If all this information - the particulars - is included correctly, the Registrar of Companies will issue a certificate of registration.

The standard fee for registering a limited partnership is £20 - or £100 for a same-day registration.

Overseas limited partnerships cannot be registered. The business address must be an area of the UK where the principal place of business is situated.

Changing limited partnership details

You can change any details about your limited partnership by completing and returning form LP6 to Companies House. You must notify the Registrar of Companies within seven days of the change being made.

Download limited partnership form LP6 from the Companies House website (PDF, 324K)

4. Tax matters of a limited partnership

Once you've registered the limited partnership, Companies House will notify HM Revenue and Customs (HMRC). HMRC will then set up the right tax records for the partnership. Each partner in the limited partnership must register with HMRC separately to get their own tax records set up.

Find the form you need to register as a partner on the HMRC website

Generally, limited partnerships are treated the same as general partnerships for tax purposes. Like general partnerships, profits are shared amongst the members of a limited partnership. Individual members - not the limited partnership - pay tax on income or gains.

Unlike limited companies, limited partnerships are not liable for Corporation Tax. The nominated partner will need to complete a Self Assessment tax return for the partnership every year. Each member of the partnership will need to show their share of the profits on their own tax return.

5. Dissolving a limited partnership

You can dissolve your limited partnership for any number of reasons - for example financial reasons, business purposes or personal disagreements. For limited partnerships, the dissolution must be handled by the general partners unless the court decides otherwise.
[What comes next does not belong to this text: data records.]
PR #1268, opened 2021-07-12
Fix Quick People Search Loading

Kevin-Chu58:
This PR fixes the display error on the quick people search.

Before, the quick people search sends requests every time when the input param is changed, which is very problematic because some requests take longer to search which overwrites the search result of the latest request that took much less time.

Before
===
(This happens if you type fast)
---
image

After
===
image

### DIFF
--- a/src/components/Header/components/PeopleSearch/index.js
+++ b/src/components/Header/components/PeopleSearch/index.js
@@ -78,7 +78,7 @@ export default class GordonPeopleSearch extends Component {
 
     let results = await peopleSearch.search(query);
     let suggestions = results.result;
-    console.log(results.result);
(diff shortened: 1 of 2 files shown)


josh-peters-2357 (approved):
It looks good to me. It's kind of sad, but I have a PR just sitting for this site with no reviews or comments where I refactored the quick people search to a functional component. Once this gets approved and merged, that PR will have merge conflicts.

Kevin-Chu58:
@josh-peters-2357  It's not too bad. Luckily my modification to your code has almost no intersections.

roddy3 (approved):
Looks Good to me!!

PR #1273, opened 2021-07-14
(S21) PATCH - Point Train to Train DB (fixed .env.production)

cpabbot:
.env.production apparently actually refers to any production environment, including both train and prod.

### DIFF
--- a/public/index.html
+++ b/public/index.html
@@ -92,13 +92,14 @@
     <!-- Different font key for development and production -->
     <!-- Font will not work in development and will cause a 403, because the only domains allowed are *.gordon.edu -->
     <!-- Prod font key @PROD -->
-    <link
+    <!-- <link
       rel="stylesheet"
       type="text/css"
       href="https://cloud.typography.com/7763712/7294392/css/fonts.css"
-    />
+    /> -->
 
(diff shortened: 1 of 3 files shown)


josh-peters-2357 (approved):

public/index.html
```diff
@@ -92,13 +92,14 @@
...
-    <link
+    <!-- <link
       rel="stylesheet"
       type="text/css"
       href="https://cloud.typography.com/7763712/7294392/css/fonts.css"
-    />
+    /> -->
 
     <!-- Dev font key @TRAIN -->
+    <!-- Does not currently work, returns 403 -->
```
EjPlatzer, line 102: This is actually expected to fail in Train, since we only have the rights to use the font in one website (and prod and train are technically different sites).

cpabbot: Not expected to fail in Train, this is supposed to be the alternative font. See line 93.

cpabbot: Not expected to fail in Train, this is supposed to be the alternative font. See line 93.
Edit: I am now realizing that this font key may have actually worked on train and just not on localhost since those are different sites. Does not appear to make any difference though so might not have worked.

PR #1283, opened 2021-07-16
(S21) PATCH - Update Clifton Strength Color Accessibility

cpabbot:
Increase color contrast for Clifton Strengths to improve accessibility. Thanks @iamphg97 for pointing this out to me!

Before:
image

After:
image

Simon would be so proud


iamphg97 (approved):
LGTM! 감사합니다.

PR #1286, opened 2021-07-16
Add UTC label to API build time in About page

jsenning:
The API build time is included in the API executable and displayed in the About page.  The recorded time is UTC rather than one of the USA time zones so it's helpful to explicitly state this.  The simplest way to do this is to just add "UTC" to the string displayed in the About page.


Davideo37 (approved):
LGTM!

josh-peters-2357 (approved):
LGTM

PR #1288, opened 2021-07-19
Reorganized quick people search suggestion display

Kevin-Chu58:
The old code displays nickname if there is a nickname, if not, then check if there is maiden name, if not, then only show firstname + lastname.

The new code displays nickname if there is a nickname and maiden name if there is a maiden name.

### DIFF
--- a/src/components/Header/components/PeopleSearch/index.js
+++ b/src/components/Header/components/PeopleSearch/index.js
@@ -173,16 +173,6 @@ export default class GordonPeopleSearch extends Component {
     );
   }
 
-  checkMaidenName(maidenName, lastName, userName1) {
-    if (maidenName &&
-      maidenName !== lastName &&
-      maidenName !== userName1) {
-        return ' (' + maidenName + ')';
-      }
-      else
-      return "";
-  }
-
   renderSuggestion(params) {
     const { suggestion, itemProps } = params;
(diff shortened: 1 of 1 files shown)


src/components/Header/components/PeopleSearch/index.js
```diff
@@ -215,20 +215,22 @@ export default class GordonPeopleSearch extends Component {
...
+                suggestion.LastName +
+                // If having maiden name that is unique, display that maiden name
+                (suggestion.MaidenName &&
+                suggestion.MaidenName !== suggestion.LastName &&
+                suggestion.MaidenName !== suggestion.UserName.split(/ |\./)[1]
+                ? ' (' +
+                suggestion.MaidenName +
+                ')'
+                : ''),
                 this.state.highlightQuery,
```
josh-peters-2357, line 234: This is a large number of expressions in the return of the component; I wonder if all of this should be in a function somewhere else? You could call `getHighlightedText(getSuggestedName(suggestion))` or something like that. But it's just an idea to make it neater, I don't know that it's entirely necessary. What do you think?

josh-peters-2357: (We discussed this in person; not worth doing for now.)

josh-peters-2357 (approved):
LGTM

PR #1289, opened 2021-07-19
RELEASE: Student News Images, Clifton 2.0, Disabled Wellness Check Home

cpabbot:
This release includes:
- Student News Images
- Clifton Strengths 2.0
- Wellness Check Disabled on Home Page
- Misc console warning cleanup
- UTC time to API build version

Prettier has changed parenthesis in a file, removing them while they do exist in develop. We should check on this and perhaps find a way to commit without running prettier on a release branch (we should avoid differences like that between develop and release).


iamphg97 (approved):
LGTM!

PR #1291, opened 2021-07-19
S21 Academic Check-In Final

Davideo37:
This pull request contains all the functionality for Academic Check-In, a feature of the Go site that is now implemented into 360.

Contained in this feature:

- Ability to fetch student academic holds 
- Ability to fetch and set student emergency contact information
- Ability to fetch and set student personal phone information
- Ability to set student demographic data (race/ethnicity)
- Ability to confirm a student's attendance at Gordon for Registrar's office (functionality is all there, still needs database permissions)

This pull request is connected to the API in PR https://github.com/gordon-cs/gordon-360-api/pull/648 and should only be merged alongside that one.


.env.production
```diff
@@ -1 +1 @@
-REACT_APP_API_URL=https://360Api.gordon.edu/
+REACT_APP_API_URL=https://360ApiTrain.gordon.edu/
```
cpabbot, line 1:
```suggestion
REACT_APP_API_URL=https://360Api.gordon.edu/
```

cpabbot (changes requested):

src/views/AcademicCheckIn/components/ConfirmCheckIn/index.js
```diff
@@ -0,0 +1,127 @@
...
+  const raceNames = ['Native American', 'Asian', 'Black', 'Hawaiian', 'White', 'Prefer not to say'];
+
+  const displayRace = () => {
+    var i;
+    var names = '';
+    for (i = 0; i < raceValues.length; i++) {
+      raceValues[i] === true ? (names += raceNames[i] + ' ') : (names += '');
+    }
+    return names;
+  };
```
EjPlatzer, line 31: You could condense this quite a bit:
```suggestion
  const { ethinicity, ...raceValues } = demographic;

  const races = {
    nativeAmerican: 'Native American',
    asian: 'Asian',
    black: 'Black',
    hawaiian: 'Hawaiian',
    white: 'White',
    none: 'Prefer not to say',
  };

  const displayRace = () => races.filter((race) => raceValues[race]).join(' ');
```

src/views/AcademicCheckIn/components/PrivacyAgreement/privacy.json
```diff
@@ -0,0 +1,36 @@
+{
+  "FERPA":{
+      "header": "Notification of Rights Under FERPA",
```
EjPlatzer, line 3: What drove the decision to put this content in a json file instead of inline in the JSX? Usually, we store in josn files data that has a repetitive structure (and so can be looped over with minimal JSX code compared to explicitly repeating it all), and data that changes frequently based on site-external factors. This doesn't seem like it fits either case, so I would think it is simpler and more understandable to put it in the JSX directly.

src/views/AcademicCheckIn/components/CompletedCheckIn/index.js
```diff
@@ -0,0 +1,35 @@
...
+          Congratulations {basicInfo.studentFirstName} on completing Academic Checkin!
+        </Typography>
+        <br />
+        <Typography variant="body1" align="center" gutterBottom>
+          We are excited to welcome you to your new semester at Gordon College! Please click the
+          button below to return to the homepage.
+        </Typography>
+        <br />
+        <Grid item align="center">
+          <Button variant="contained" onClick={() => window.location.replace('')}>
```
EjPlatzer, line 26: Using `window.location` for navigation is not ideal in a Single-Page Application like 360, because it forces the entire site to reload from scratch. Instead, we use the `Link` component from `react-router` for navigation, e.g.:
```suggestion
<Button variant="contained" component={Link} to="/">
```

src/views/AcademicCheckIn/components/RaceEthnicity/info.json
```diff
@@ -0,0 +1,9 @@
+{
+    "header": "Federal Reporting Status",
```
EjPlatzer, line 2: As above, this doesn't seem like the ideal circumstances to store data as a json file.

src/views/Home/index.js
```diff
@@ -90,7 +93,9 @@ const Home = ({ authentication, onLogIn }) => {
   } // @WELLNESS-CHECK disabled to revert this you must uncomment this lines of code
   //else if (networkStatus === 'online' && !hasAnswered) {
   //return <WellnessQuestion setStatus={() => setHasAnswered(true)} />;}
-  else {
+  else if (!checkedIn && personType.includes('stu')) {
+    window.location.replace("AcademicCheckIn")
```
EjPlatzer, line 97: Please use `react-router` hooks to navigate, rather than `window.location.replace`.
```javascript
let history = useHistory()
...
history.replace("AcademicCheckIn")
```

EjPlatzer (changes requested):
This is really fantastic! I didn't get to look at the UI yet since the API hasn't been merged all the way, but overall it's looking great.

I left a few stylistic comments and questions, but the main change I'm requesting is to use `react-router` for navigation, rather than the browser built-in `window` object. The latter will reload the entire SPA whenever someone navigates, which results in long loading times and poor user experience.

src/services/wellness.js
```diff
@@ -1,5 +1,5 @@
 /**
- * Wellness Check API call functions
+ * Wellness Check API call functions 🧙‍♂️
```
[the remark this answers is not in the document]
Davideo37: Ah I thought we missed one of those xD

src/views/AcademicCheckIn/components/AcademicCheckInWelcome/index.js
```diff
@@ -0,0 +1,205 @@
+import React from 'react';
+import { Typography, Grid } from '@material-ui/core';
+import { gordonColors } from 'theme';
+// import './index.css';
```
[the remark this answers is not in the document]
Davideo37: Good catch, I forgot we added that

src/views/AcademicCheckIn/components/PrivacyAgreement/privacy.json
Davideo37: It was primarily to save lines in the main file to improve readability as having long paragraphs that took up dozens of lines made it exhaustive to find specific code. Also this way if someone wants to update the information displayed it's much easier to find the paragraph they want to modify.

src/views/AcademicCheckIn/components/RaceEthnicity/info.json
Davideo37: Yeah, I understand this one. This was I think more because we wanted to be consistent, but in hindsight it was probably not necessary.

src/views/AcademicCheckIn/components/CompletedCheckIn/index.js
Davideo37: Seems like Link is not exported from react-router for some reason.

src/services/wellness.js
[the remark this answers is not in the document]
silasw2: Oops lol

src/views/AcademicCheckIn/components/ConfirmCheckIn/index.js
```diff
@@ -11,16 +11,9 @@ const ConfirmCheckIn = ({
...
 
-  const races = {
-    nativeAmerican: 'Native American',
-    asian: 'Asian',
-    black: 'Black',
-    hawaiian: 'Hawaiian',
-    white: 'White',
-    none: 'Prefer not to say',
-  };
+  const races = ['Native American','Asian','Black','Hawaiian','White','Prefer not to say'];
```
EjPlatzer, line 16: Does this work as intended? `raceValues` is an object of the form 
```javascript
{
  asian: boolean,
  black: boolean,
  hawaiian: boolean,
  nativeAmerican: boolean,
  none: boolean,
  white: boolean
}
```
So calling, for example, `raceValues["Native American"]` will not return `raceValues.NativeAmerican`, and the same for `None` versus `Prefer not to say`. You either need to change the names of the properties in `demographic`, or you need `races` to be an object mapping the race name to the race description, as it was before.

silasw2: Unfortunately we did not realize these were in the commit, we will fix them ASAP.

Davideo37: > 
> 
> Does this work as intended? `raceValues` is an object of the form
> 
> ```js
> {
>   Asian: boolean,
>   Black: boolean,
>   Hawaiian: boolean,
>   NativeAmerican: boolean,
>   None: boolean,
>   white: boolean
> }
> ```
> 
> So calling, for example, `raceValues["Native American"]` will not return `raceValues.NativeAmerican`, and the same for `None` versus `Prefer not to say`. You either need to change the names of the properties in `demographic`, or you need `races` to be an object mapping the race name to the race description, as it was before.

The problem I ran into with your suggested change is that ".filter" only works for Arrays, not JSON objects. So I changed it to this which works for the single word objects ('White', 'Black', etc.) but not for the longer ones. I'm not sure what other method of JSON objects would work for your suggested change, but me and Silas will look into it.

EjPlatzer: Oh, you're right, I suggested running `filter()` on an object, sorry. One way to make my original suggestion work is with `Object.keys()`, which takes an object and returns an array of the keys of the object. For example:
```javascript
const displayRace = Object.keys(races) // array of the form ['asian', 'black', 'nativeAmerican', ...]
    .filter((race) => raceValues[race]) // Above array but with only the races that apply to this user
    .map((race) => races[race]) // Map race keys to race descriptions, resulting in e.g. ['Native American', 'Black']
    .join(' '); // Concatenate into space-delimited string 'Native American Black'
```

It's a little bit messier, but still potentially clearer for people who are familiar with array methods. Without the comments (which just explain the standard behavior of well-documented JavaScript array methods), this is just one line:
```javascript
const displayRace = Object.keys(races).filter((race) => raceValues[race]).map((race) => races[race]).join(' ');
```

src/views/AcademicCheckIn/components/EmergencyContactUpdate/index.js
```diff
@@ -0,0 +1,220 @@
...
+      )}
+      <Grid item>
+        <br />
+      </Grid>
+      <Typography variant="body2" gutterBottom>
+        If, during the semester your emergency contact information must be updated, please contact
+        Student Life at 978.867.4263.
+      </Typography>
+      <Typography variant="body2" gutterBottom>
+        For international phone numbers, check the "Non-US Number" checkbox to enter information.
```
EjPlatzer, line 75: These instructions need to be updated. The checkbox is labelled `International number` now.
```suggestion
        For international phone numbers, check the "International #" checkbox.
```

EjPlatzer (changes requested):
This looks great! there are some small ways we might be able to simplify the code and make the UI sleeker in the future, but this is already in a good state!

One minor instruction text issue I noticed, but otherwise this LGTM!

EjPlatzer (dismissed):
LGTM!

russtuck (dismissed):

russtuck (dismissed):

russtuck (approved):

PR #1292, opened 2021-07-20
Update index.js

josh-peters-2357:
To account for this beautiful artifact:
image
Which is a difference that appeared in production that we didn't have when we ran this in development, we are increasing the minimum field size in the hopes that it will look better.


roddy3 (approved):
Looks Good to me!!!

PR #1294, opened 2021-07-20
Fixed special char return all results

Kevin-Chu58:
This PR prevents using special characters in the text fields of the advanced people search returning everyone.


josh-peters-2357 (approved):
LGTM

PR #1302, opened 2021-07-23
Academic Check In Quick Fixes

silasw2:
Realized that window.history is bad and does not work with all browsers (sorry @EjPlatzer for not believing you). Replaced this to use the history already defined in app.js and it seems to be fully functional.

Also implemented a small change to the phone page at request of Dr. Tuck.

### DIFF
--- a/src/views/AcademicCheckIn/index.js
+++ b/src/views/AcademicCheckIn/index.js
@@ -105,7 +105,6 @@ const AcademicCheckIn = (props) => {
     studentLastName: '',
   });
 
-
   useEffect(() => {
     const loadData = async () => {
       let profile = await user.getProfileInfo();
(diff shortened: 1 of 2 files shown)


roddy3 (approved):
looks Good to me!!!

josh-peters-2357 (approved):
LGTM

src/views/AcademicCheckIn/index.js
```diff
@@ -169,24 +168,27 @@ const AcademicCheckIn = (props) => {
...
 
+  useEffect(() => {
+    props.history.replace('/AcademicCheckIn', { step: activeStep });
+  }, [activeStep, props.history]);
+
   const handleNext = () => {
+    props.history.push('/AcademicCheckIn', { step: activeStep });
     setActiveStep((nextStep) => nextStep + 1);
-    window.history.pushState(activeStep, null, '');
+    props.history.replace('/AcademicCheckIn', { step: activeStep });
```
EjPlatzer, line 180: This is a little bit confusing, but I suspect it may not behave as you expect. It looks like you're trying to push the current active step, and then replace that entry with the next active step (i.e. what is set in `setActiveStep`).

However, `set...` does not run immediately, but rather queues a state change to be executed on React's next render. So if you're depending on `activeStep` to have updated based on the call to `setActiveStep` here, then you are creating a race condition.

PR #1303, opened 2021-07-23
Updates for the history in Academic Check In

silasw2:
Made another blunder and missed Evan's comment on the last PR. Checking if this looks better.

### DIFF
--- a/src/views/AcademicCheckIn/index.js
+++ b/src/views/AcademicCheckIn/index.js
@@ -177,13 +177,11 @@ const AcademicCheckIn = (props) => {
   const handleNext = () => {
     props.history.push('/AcademicCheckIn', { step: activeStep });
     setActiveStep((nextStep) => nextStep + 1);
-    props.history.replace('/AcademicCheckIn', { step: activeStep });
   };
 
   const handlePrev = () => {
     props.history.push('/AcademicCheckIn', { step: activeStep });
     setActiveStep((previousStep) => previousStep - 1);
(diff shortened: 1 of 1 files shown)


src/views/AcademicCheckIn/index.js
```diff
@@ -177,13 +177,11 @@ const AcademicCheckIn = (props) => {
   const handleNext = () => {
     props.history.push('/AcademicCheckIn', { step: activeStep });
     setActiveStep((nextStep) => nextStep + 1);
-    props.history.replace('/AcademicCheckIn', { step: activeStep });
   };
 
   const handlePrev = () => {
     props.history.push('/AcademicCheckIn', { step: activeStep });
     setActiveStep((previousStep) => previousStep - 1);
-    props.history.replace('/AcademicCheckIn', { step: activeStep });
```
silasw2, line 186: The original comment,



This is a little bit confusing, but I suspect it may not behave as you expect. It looks like you're trying to push the current active step, and then replace that entry with the next active step (i.e. what is set in setActiveStep).

However, set... does not run immediately, but rather queues a state change to be executed on React's next render. So if you're depending on activeStep to have updated based on the call to setActiveStep here, then you are creating a race condition.

EjPlatzer (approved):
This looks great to me! Much more sensible and less-error prone!

silasw2:
> This looks great to me! Much more sensible and less-error prone!

Sorry about that! Should work as intended now!

PR #2186, opened 2024-02-23
Send code. not description, updating office location

EjPlatzer:
Depends on gordon-cs/gordon-360-api#1023.

Fix the UpdateOfficeLocation component to send building code instead of building description.


bennettforkner (approved):
LGTM

PR #2188, opened 2024-02-26
Better UI for the React Table

ahwnsals1234:
Added UI changes in the Admin react table. Fixed header and added vertical scroll so it is more convenient for users to read data. Every other columns also shows in different colors to make the data more easily distinguishable for the user.


andrew-wzj (approved):
LGTM

PR #2198, opened 2024-03-15
Removing Selected Halls from Preferred Hall Options

JayBae9903:
A feature to dynamically remove halls from the selection list once chosen to present only the remaining options for subsequent selections.


andrew-wzj (approved):
It works correctly on my localhost, and the code looks fine. Thanks for your work

PR #2200, opened 2024-03-18
remove the JSON array button and console log, making the column name …

andrew-wzj:
…as the bold style


andrew-wzj:
Also the unnecessary Instruction part from studentView

andrew-wzj (commented):
self-reviewed

PR #2220, opened 2024-05-21
S24 closing mailbox instructions

dli505:
**Changes made in PR:**
- Re-added close button functionality to GordonDialogBox component
- Added ability to close mailbox opening instructions by clicking off

### DIFF
--- a/src/components/GordonDialogBox/index.tsx
+++ b/src/components/GordonDialogBox/index.tsx
@@ -15,8 +15,6 @@ type Props = {
   buttonClicked: (event: {}) => void;
   buttonName?: string;
   isButtonDisabled?: boolean;
-  closeButtonClicked?: (event: {}) => void;
-  closeButtonName?: string;
   cancelButtonClicked?: (event: {}) => void;
   cancelButtonName?: string;
   severity?: AlertColor;
@@ -27,8 +25,6 @@ const GordonDialogBox = ({
   buttonClicked,
   buttonName,
   isButtonDisabled = false,
-  closeButtonClicked,
-  closeButtonName,
   cancelButtonClicked,
   cancelButtonName,
   severity,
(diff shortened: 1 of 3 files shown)


src/components/GordonDialogBox/index.tsx
```diff
@@ -69,6 +69,11 @@ const GordonDialogBox = ({
             {cancelButtonName ?? 'Cancel'}
           </Button>
         )}
+        {closeButtonClicked && (
+          <Button variant="contained" color="neutral" onClick={closeButtonClicked}>
+            {closeButtonName ?? 'Close'}
+          </Button>
+        )}
```
EjPlatzer, line 76: I'm having trouble imagining a scenario where a dialog should have both a Cancel button and a Close button. Is there some benefit I'm not thinking of in allowing both of these to exist?

amos-cha (approved):
lgtm! good fix

src/components/Profile/components/PersonalInfoList/index.jsx
```diff
@@ -442,6 +442,7 @@ const PersonalInfoList = ({ myProf, profile, isOnline, createSnackbar }) => {
                 <GordonDialogBox
                   open={isJoinDialogOpen}
                   title={`Mailbox Instructions`}
+                  onClose={() => setIsJoinDialogOpen(false)}
                   closeButtonClicked={() => setIsJoinDialogOpen(false)}
```
EjPlatzer, line 446: Could the mailbox instructions dialog use the `cancelButtonClicked` instead, and just pass a `cancelButtonName` of `"Close"`?

```suggestion
                  onClose={() => setIsJoinDialogOpen(false)}
                  cancelButtonClicked={() => setIsJoinDialogOpen(false)}
                  cancelButtonName="Close"
```

EjPlatzer (changes requested):

src/components/GordonDialogBox/index.tsx
dli505: Looking through the rest of 360 it seems that almost every instance of GordonDialogBox was a form that requested user input, so the Cancel button was there along with a Submit button just in case the user changed their mind. The mailbox instructions is not a form, however, so this would probably be the only place right now where the user would use a Close button instead of the Cancel button.

amos-cha: ^agreed with above, I didn't realize there was a cancel button.

src/components/Profile/components/PersonalInfoList/index.jsx
dli505: This works well as well, I'll commit the changes and remove the close button functionality from GordonDialogBox.

PR #2224, opened 2024-05-21
Fixed my profile involvements text on mobile dark mode

Luke-W-Hart:
Fixed the color of the my profile involvements text for dark mode on mobile, changing the color from "--mui-palette-neutral-light" to "--mui-palette-primary-contrastText".

### DIFF
--- a/src/components/Profile/components/MembershipsList/MembershipsList.module.scss
+++ b/src/components/Profile/components/MembershipsList/MembershipsList.module.scss
@@ -33,7 +33,7 @@
       padding-left: 0rem;
       justify-content: center;
       background-color: var(--mui-palette-primary-main);
-      color: var(--mui-palette-neutral-light);
+      color: var(--mui-palette-primary-contrastText);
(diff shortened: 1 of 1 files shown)


src/components/Profile/components/MembershipsList/MembershipsList.module.scss
```diff
@@ -33,7 +33,7 @@
       padding-left: 0rem;
       justify-content: center;
       background-color: var(--mui-palette-primary-main);
-      color: var(--mui-palette-neutral-light);
+      color: var(--mui-palette-primary-contrastText);
       border-top-left-radius: 4px;
       border-top-right-radius: 4px;
```
EjPlatzer, line 38: Since the header already has color, background-color, and border-radius set outside of this media query, the better fix would be to not overwrite those properties inside the media query. The media query should only change the properties that are specific to the smaller screen size.

Luke-W-Hart:
Just getting rid of the color changes in the media query fixed it.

However, a limited partnership cannot be dissolved through the following circumstances:

  • a limited partner giving notice, unless there is a previous agreement between the partners
  • a limited partner offering his share as security for a debt, unless there is a previous agreement between the partners
  • the death or bankruptcy of a limited partner
  • a limited partner is considered a 'person of unsound mind', unless their share cannot be determined

Notifying Companies House

The general partners are responsible for filing Forms LP5 and LP6 at Companies House even if accountants or other professionals have helped in their preparation.

The Limited Partnerships Act 1907 provides for the levying of penalties for failing to send the required forms to the Registrar.

There is no specific requirement for you to notify Companies House when dissolving a limited partnership. If you do notify Companies House of the dissolution of your limited partnership by filling in a form LP6, it will be accepted in good faith. However, the name will still remain on the index of live company names.